What the exercise asks →
In the entries below, the lines from the one with "PR #31155, opened 2025-01-23" through the one with "--- a/src/storage-operators/src/s3_oneshot_sink.rs" are to be copied exactly; both ends count.

Dataset records →
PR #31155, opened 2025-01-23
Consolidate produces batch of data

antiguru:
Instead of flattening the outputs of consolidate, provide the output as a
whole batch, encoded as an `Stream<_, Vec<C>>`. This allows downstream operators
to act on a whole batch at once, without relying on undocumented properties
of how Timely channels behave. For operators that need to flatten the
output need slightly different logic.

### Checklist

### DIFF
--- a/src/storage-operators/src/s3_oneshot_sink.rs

---

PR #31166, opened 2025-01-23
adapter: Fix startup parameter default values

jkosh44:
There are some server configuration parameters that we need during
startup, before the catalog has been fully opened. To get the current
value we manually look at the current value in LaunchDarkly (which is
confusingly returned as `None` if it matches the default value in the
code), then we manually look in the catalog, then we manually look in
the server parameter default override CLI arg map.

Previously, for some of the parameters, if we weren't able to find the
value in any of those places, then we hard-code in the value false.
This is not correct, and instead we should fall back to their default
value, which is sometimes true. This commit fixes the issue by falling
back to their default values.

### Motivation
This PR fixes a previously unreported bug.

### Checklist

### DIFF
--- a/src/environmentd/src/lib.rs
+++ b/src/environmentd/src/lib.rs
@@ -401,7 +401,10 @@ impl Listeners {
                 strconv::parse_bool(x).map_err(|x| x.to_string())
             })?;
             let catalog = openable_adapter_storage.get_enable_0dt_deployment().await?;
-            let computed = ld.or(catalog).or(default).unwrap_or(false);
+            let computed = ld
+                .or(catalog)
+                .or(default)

==

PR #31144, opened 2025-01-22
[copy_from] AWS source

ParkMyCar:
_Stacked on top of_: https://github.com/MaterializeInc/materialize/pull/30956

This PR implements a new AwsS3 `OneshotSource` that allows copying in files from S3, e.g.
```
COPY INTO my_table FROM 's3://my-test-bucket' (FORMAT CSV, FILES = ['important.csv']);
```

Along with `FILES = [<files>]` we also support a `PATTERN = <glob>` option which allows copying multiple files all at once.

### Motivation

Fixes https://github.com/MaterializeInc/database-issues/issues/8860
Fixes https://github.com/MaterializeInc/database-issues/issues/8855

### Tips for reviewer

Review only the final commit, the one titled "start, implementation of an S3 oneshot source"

Output of the exercise →
PR #31155, opened 2025-01-23
Consolidate produces batch of data

antiguru:
Instead of flattening the outputs of consolidate, provide the output as a
whole batch, encoded as an `Stream<_, Vec<C>>`. This allows downstream operators
to act on a whole batch at once, without relying on undocumented properties
of how Timely channels behave. For operators that need to flatten the
output need slightly different logic.

### Checklist

### DIFF
--- a/src/storage-operators/src/s3_oneshot_sink.rs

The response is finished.